In [23]:
import torch
import torch.nn.functional as F
import torch.nn as nn
import matplotlib.pyplot as plt # for making figures
%matplotlib inline

In [24]:
data = open('input.txt').read()
alphabet = set([c for c in data])
stoi = {s:i for i,s in enumerate(alphabet)}
itos = {value: key for key, value in stoi.items()}
vocab_size = len(alphabet)
print(f"{vocab_size=}")
def encode(s):
    return [stoi[c] for c in s]

def decode(encoded):
    return ''.join([itos[i] for i in encoded])

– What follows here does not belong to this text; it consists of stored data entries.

Issue #7745, opened 2025-07-08
[ERROR GPL-0305] RePlAce diverged during gradient descent calculation


oharboe:
### Describe the bug

untar and run [global_place_skip_io_tag_array_64x184_asap7_mocked_2025-07-08_09-04.tar.gz](https://github.com/user-attachments/files/21116463/global_place_skip_io_tag_array_64x184_asap7_mocked_2025-07-08_09-04.tar.gz)

```
     2210 |   0.3337 |  0.000000e+00 |   +0.00% |  1.42e+33 |      
     2220 |   0.3337 |  0.000000e+00 |   +0.00% |  2.09e+33 |      
     2230 |   0.3337 |  0.000000e+00 |   +0.00% |  3.07e+33 |      
     2240 |   0.3338 |  0.000000e+00 |   +0.00% |  4.53e+33 |      
     2250 |   0.3337 |  0.000000e+00 |   +0.00% |  6.67e+33 |      
[ERROR GPL-0305] RePlAce diverged during gradient descent calculation, resulting in an invalid step length (Inf or NaN). This is often caused by numerical instability or high placement density. Consider reducing placement density to potentially resolve the issue.
Error: global_place_skip_io.tcl, 12 GPL-0305
openroad> 
```

### Expected Behavior

No error, used to work.

### Environment

```shell
OpenROAD v2.0-22423-gd59854ee88
```

### To Reproduce

See above

### Relevant log output

```shell

```

oharboe:
Tried a bisection, a090ebaa03b3171cc7282e49d651c8280d9372b2 is the most recent that supports the .odb format in the test-case and it fails too, so nothing to bisect on with this test-case.

```
$ git log --pretty=format:'%h' -- OpenROAD | while read commit; do  git show $commit OpenROAD | grep "Subproject commit" | awk '{print $3}'; done | head -n 10
c79c8317e05ecbf45eba5096a74cb421ab97b7ae
a090ebaa03b3171cc7282e49d651c8280d9372b2
...
```

gudeh:
Hi @oharboe, was this design working previously or is it a new one? Have you notice the constant 0 HPWL?

looking at it we seem to not have any net. I right clicked and highlighted all nets of all instances and no net showed up:

<img width="293" height="532" alt="Image" src="https://github.com/user-attachments/assets/46b9a0c7-ba9b-4e1a-bd74-5bcc1f917a21" />

oharboe:
[...]

PR #7798, opened 2025-07-12
gpl: avoid error at 0 hpwl

gudeh:
Change requested in https://github.com/The-OpenROAD-Project/OpenROAD/issues/7745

encoded = torch.tensor(encode(data), dtype=torch.long)
encoded[:20]

vocab_size=65


tensor([42, 30,  2, 50, 53, 19, 51, 30, 53, 30, 28, 33, 18, 25, 62, 26, 33,  9,
        48,  2])

In [25]:
x = int(0.9 * len(data))
training_data = encoded[:x]
validation_data = encoded[x:]

In [26]:
torch.manual_seed(42)
batch_size = 32
block_size = 8
head_size = 16


def get_batch(split):
    data = training_data if split == 'train' else validation_data
    indices = torch.randint(0, data.shape[0] - 1 - block_size, (batch_size,))
    xs = torch.stack([data[i:i+block_size] for i in indices])
    ys = torch.stack([data[i+1:i+block_size+1] for i in indices])
    return xs, ys

xbatch, ybatch = get_batch('train')

query, key, value


In [27]:
# single self attention head
class Head(nn.Module):
    def __init__(self):
        super().__init__()
        self.query = nn.Linear(vocab_size, head_size)
        self.key = nn.Linear(vocab_size, head_size)
        self.value = nn.Linear(vocab_size, head_size)
        self.register_buffer("mask", torch.tril(torch.ones(block_size, block_size)))
    
    def forward(self, x):
        print(f'{x.shape=}, {vocab_size=}, {head_size=}')
        q = self.query(x) # B, T, H
        k = self.key(x) # B, T, H

        print(f'{q.shape=}, {k.shape=}')


        wei = q @ k.transpose(-1, -2) * (head_size ** -0.5) # B, T, T
        print(f'{wei.shape=}, {self.mask.shape=}')
        wei = wei.masked_fill(self.mask == 0, -float('inf')) # B, T, T
        wei = F.softmax(wei, dim=-1) # B, T, T
        v = self.value(x) # B, T, H
        return wei @ v # B T T @ B T H -> B T H

        

In [30]:
class LanguageModel(nn.Module):
    def __init__(self):
        super().__init__()
        self.token_embeddings = nn.Embedding(vocab_size, vocab_size)
        self.position_embeddings = nn.Embedding(block_size, vocab_size)
        self.head = Head()
        self.final = nn.Linear(head_size, vocab_size)
    

    def forward(self, x, targets=None):
        tokens_embeddings = self.token_embeddings(x) 
        position_embeddings = self.position_embeddings(torch.arange(x.shape[1]))
        # print(f'{tokens_embeddings.shape=}, {position_embeddings.shape=}')
        x = tokens_embeddings + position_embeddings

        x = self.head(x) # (batch_size, block_size, head_size)
        logits = self.final(x) # (batch_size, block_size, vocab_size)

        loss = None
        if targets is not None:
            B, T, C = logits.shape
            loss = F.cross_entropy(
                logits.view(B * T, C),
                targets.view(B * T)
            )
        # print(f'{x.shape=}')
        return loss, logits
    
    def generate(self, length):
        result = ''
        context = torch.randint(0, vocab_size, (1,1))
        for _ in range(length):
            print(f'{context.shape=}')
            _, logits = self(context)
            logits = logits[:, -1, :]
            probs = F.softmax(logits, dim=-1)
            sample = torch.multinomial(probs, 1, replacement=True)
            context = torch.cat([context, sample], dim=1)
            if context.shape[0] >= block_size:
                context = context[1:]
            result += itos[sample.item()]
        return result

In [31]:
m = LanguageModel()
m.generate(10)

context.shape=torch.Size([1, 1])
x.shape=torch.Size([1, 1, 65]), vocab_size=65, head_size=16
q.shape=torch.Size([1, 1, 16]), k.shape=torch.Size([1, 1, 16])
wei.shape=torch.Size([1, 1, 1]), self.mask.shape=torch.Size([8, 8])


RuntimeError: Expected size for first two dimensions of batch2 tensor to be: [1, 8] but got: [1, 1].